Repeat the data below word for word.
::: STORED DATA :::
PR #2296, opened 2021-10-20
Fix lint issues and cleanup

stmcginnis:

Fixes some of the linting errors causing job failures.

### DIFF
--- a/cli/cmd/plugin/standalone-cluster/kapp/kapp.go
+++ b/cli/cmd/plugin/standalone-cluster/kapp/kapp.go
@@ -1,7 +1,14 @@
+// Copyright 2021 VMware Tanzu Community Edition contributors. All Rights Reserved.
+// SPDX-License-Identifier: Apache-2.0
+
+// Package kapp contains code for interacting with kapp controller.
 package kapp
 
 import (
 	"fmt"
+	"log"
+	"strings"
+
 	v1 "k8s.io/api/apps/v1"
 	corev1 "k8s.io/api/core/v1"
 	rbacv1 "k8s.io/api/rbac/v1"
@@ -17,8 +24,6 @@ import (
 	"k8s.io/client-go/restmapper"
 	"k8s.io/client-go/tools/clientcmd"
 	apiRegv1 "k8s.io/kube-aggregator/pkg/apis/apiregistration/v1"
-	"log"
-	"strings"
 )
 
 const (
@@ -29,6 +34,8 @@ const (
 	kappControllerDeploymentName = "kapp-controller"
 )
 
+// KappClient is a client for interfacing with kapp-controller.
+//nolint:golint
 type KappClient struct {
 	dynClient  dynamic.Interface
 	clientSet  kubernetes.Interface
@@ -36,7 +43,8 @@ type KappClient struct {
 	scheme     *runtime.Scheme
 }
 
-// KappInstallOpts contains information about how to install kapp-controller
+// KappInstallOpts contains information about how to install kapp-controller.
+//nolint:golint
 type KappInstallOpts struct {
 	// MergedManifests represents the final (serialized) data for installing kapp-controller and its ancillary
 	// resources. This assumes all objects are merged into one byte array. Think of this like a single YAML file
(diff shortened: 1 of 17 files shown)


cli/cmd/plugin/standalone-cluster/kapp/kapp.go
```diff
@@ -77,7 +88,7 @@ func New(kubeconfig string) KappManager {
 
 	// setting up restMapper is an expensive operation, so do it here and re-use it
 	// in method invocations
-	groupResources, err := restmapper.GetAPIGroupResources(clientSet.Discovery())
+	groupResources, _ := restmapper.GetAPIGroupResources(clientSet.Discovery())
```
jpmcb, line 91: Should we check the error here as well?

jpmcb: Looks like a number of places in this file we are ignoring errors - I don't have much context on the `kapp` package, so if this is going to be refactored anyways, no worries

cli/cmd/plugin/standalone-cluster/kapp/kapp.go
```diff
@@ -119,25 +131,26 @@ func (k KappClient) Install(opts KappInstallOpts) (*v1.Deployment, error) {
...
-
 	pods, err := k.clientSet.CoreV1().Pods(ns).List(metav1.ListOptions{})
 	if err != nil {
 		return "failed to talk to cluster"
 	}
 
 	var kappPod *corev1.Pod
 	// super bad, should not be iterating through pods on every invocation
-	for _, pod := range pods.Items {
+	for i := range pods.Items {
```
jpmcb, line 151: hmmm was the linter failing on `for _, pod`? Seems weird to have to pull the item out manually using the index instead of the slice item itself

cli/cmd/plugin/standalone-cluster/packages/packages.go
```diff
@@ -93,7 +96,7 @@ func NewClient(kubeconfig string) PackageManager {
 	}
 
 	// register packaging APIs
-	packaging.AddToScheme(scheme.Scheme)
+	_ = packaging.AddToScheme(scheme.Scheme)
```
jpmcb, line 99: Handle the error?

cli/cmd/plugin/standalone-cluster/tkr/image.go
```diff
@@ -147,9 +151,7 @@ func (t *TkrImage) AddYttYamlValuesBytes(b []byte) error {
 }
 
 func (t *TkrImage) AddYttKVsFromYAML(kvs []string) {
-	for _, kv := range kvs {
-		t.YttKVsFromYAML = append(t.YttKVsFromYAML, kv)
-	}
+	t.YttKVsFromYAML = append(t.YttKVsFromYAML, kvs...)
```
jpmcb, line 154: Ooo nice!

cli/cmd/plugin/standalone-cluster/kapp/kapp.go
```diff
@@ -62,8 +72,9 @@ type KappManager interface {
 	Status(ns, name string) string
 }
 
+// New instantiates a new KappManager.
 func New(kubeconfig string) KappManager {
-	config, err := clientcmd.BuildConfigFromFlags("", kubeconfig)
+	config, _ := clientcmd.BuildConfigFromFlags("", kubeconfig)
```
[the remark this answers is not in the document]
stmcginnis: Probably. It was being ignored before, so I just made it explicit that we weren't doing anything with it right now. I have a feeling we will end up refactoring this quite a bit, so I think we are OK just skipping checks for now. If you'd rather I add the error checking now I can - just let me know. Either way is fine with me.

cli/cmd/plugin/standalone-cluster/kapp/kapp.go
stmcginnis: This is why I like this lint check. It's actual a very subtle bug, and not something you would expect based on just looking at the code. But when you get the pointer to the variable, you actually end up with the pointer to the loop variable and not the actual item. So even doing something like `pod := pod` fixes that, but looks like WTH.

https://github.com/golang/go/wiki/CommonMistakes#using-reference-to-loop-iterator-variable

stmcginnis: This is why I like this lint check. It's actual a very subtle bug, and not something you would expect based on just looking at the code. But when you get the pointer to the variable, you actually end up with the pointer to the loop variable and not the actual item. So even doing something like `pod := pod` fixes that, but looks like WTH.

https://github.com/golang/go/wiki/CommonMistakes#using-reference-to-loop-iterator-variable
:::
RESULT FOR THIS TASK
PR #2296, opened 2021-10-20
Fix lint issues and cleanup

stmcginnis:

Fixes some of the linting errors causing job failures.

### DIFF
--- a/cli/cmd/plugin/standalone-cluster/kapp/kapp.go
+++ b/cli/cmd/plugin/standalone-cluster/kapp/kapp.go
@@ -1,7 +1,14 @@
+// Copyright 2021 VMware Tanzu Community Edition contributors. All Rights Reserved.
+// SPDX-License-Identifier: Apache-2.0
+
+// Package kapp contains code for interacting with kapp controller.
 package kapp
 
 import (
 	"fmt"
+	"log"
+	"strings"
+
 	v1 "k8s.io/api/apps/v1"
 	corev1 "k8s.io/api/core/v1"
 	rbacv1 "k8s.io/api/rbac/v1"
@@ -17,8 +24,6 @@ import (
 	"k8s.io/client-go/restmapper"
 	"k8s.io/client-go/tools/clientcmd"
 	apiRegv1 "k8s.io/kube-aggregator/pkg/apis/apiregistration/v1"
-	"log"
-	"strings"
 )
 
 const (
@@ -29,6 +34,8 @@ const (
 	kappControllerDeploymentName = "kapp-controller"
 )
 
+// KappClient is a client for interfacing with kapp-controller.
+//nolint:golint
 type KappClient struct {
 	dynClient  dynamic.Interface
 	clientSet  kubernetes.Interface
@@ -36,7 +43,8 @@ type KappClient struct {
 	scheme     *runtime.Scheme
 }
 
-// KappInstallOpts contains information about how to install kapp-controller
+// KappInstallOpts contains information about how to install kapp-controller.
+//nolint:golint
 type KappInstallOpts struct {
 	// MergedManifests represents the final (serialized) data for installing kapp-controller and its ancillary
 	// resources. This assumes all objects are merged into one byte array. Think of this like a single YAML file
(diff shortened: 1 of 17 files shown)


cli/cmd/plugin/standalone-cluster/kapp/kapp.go
```diff
@@ -77,7 +88,7 @@ func New(kubeconfig string) KappManager {
 
 	// setting up restMapper is an expensive operation, so do it here and re-use it
 	// in method invocations
-	groupResources, err := restmapper.GetAPIGroupResources(clientSet.Discovery())
+	groupResources, _ := restmapper.GetAPIGroupResources(clientSet.Discovery())
```
jpmcb, line 91: Should we check the error here as well?

jpmcb: Looks like a number of places in this file we are ignoring errors - I don't have much context on the `kapp` package, so if this is going to be refactored anyways, no worries

cli/cmd/plugin/standalone-cluster/kapp/kapp.go
```diff
@@ -119,25 +131,26 @@ func (k KappClient) Install(opts KappInstallOpts) (*v1.Deployment, error) {
...
-
 	pods, err := k.clientSet.CoreV1().Pods(ns).List(metav1.ListOptions{})
 	if err != nil {
 		return "failed to talk to cluster"
 	}
 
 	var kappPod *corev1.Pod
 	// super bad, should not be iterating through pods on every invocation
-	for _, pod := range pods.Items {
+	for i := range pods.Items {
```
jpmcb, line 151: hmmm was the linter failing on `for _, pod`? Seems weird to have to pull the item out manually using the index instead of the slice item itself

cli/cmd/plugin/standalone-cluster/packages/packages.go
```diff
@@ -93,7 +96,7 @@ func NewClient(kubeconfig string) PackageManager {
 	}
 
 	// register packaging APIs
-	packaging.AddToScheme(scheme.Scheme)
+	_ = packaging.AddToScheme(scheme.Scheme)
```
jpmcb, line 99: Handle the error?

cli/cmd/plugin/standalone-cluster/tkr/image.go
```diff
@@ -147,9 +151,7 @@ func (t *TkrImage) AddYttYamlValuesBytes(b []byte) error {
 }
 
 func (t *TkrImage) AddYttKVsFromYAML(kvs []string) {
-	for _, kv := range kvs {
-		t.YttKVsFromYAML = append(t.YttKVsFromYAML, kv)
-	}
+	t.YttKVsFromYAML = append(t.YttKVsFromYAML, kvs...)
```
jpmcb, line 154: Ooo nice!

cli/cmd/plugin/standalone-cluster/kapp/kapp.go
```diff
@@ -62,8 +72,9 @@ type KappManager interface {
 	Status(ns, name string) string
 }
 
+// New instantiates a new KappManager.
 func New(kubeconfig string) KappManager {
-	config, err := clientcmd.BuildConfigFromFlags("", kubeconfig)
+	config, _ := clientcmd.BuildConfigFromFlags("", kubeconfig)
```
[the remark this answers is not in the document]
stmcginnis: Probably. It was being ignored before, so I just made it explicit that we weren't doing anything with it right now. I have a feeling we will end up refactoring this quite a bit, so I think we are OK just skipping checks for now. If you'd rather I add the error checking now I can - just let me know. Either way is fine with me.

cli/cmd/plugin/standalone-cluster/kapp/kapp.go
stmcginnis: This is why I like this lint check. It's actual a very subtle bug, and not something you would expect based on just looking at the code. But when you get the pointer to the variable, you actually end up with the pointer to the loop variable and not the actual item. So even doing something like `pod := pod` fixes that, but looks like WTH.

https://github.com/golang/go/wiki/CommonMistakes#using-reference-to-loop-iterator-variable

stmcginnis: This is why I like this lint check. It's actual a very subtle bug, and not something you would expect based on just looking at the code. But when you get the pointer to the variable, you actually end up with the pointer to the loop variable and not the actual item. So even doing something like `pod := pod` fixes that, but looks like WTH.

https://github.com/golang/go/wiki/CommonMistakes#using-reference-to-loop-iterator-variable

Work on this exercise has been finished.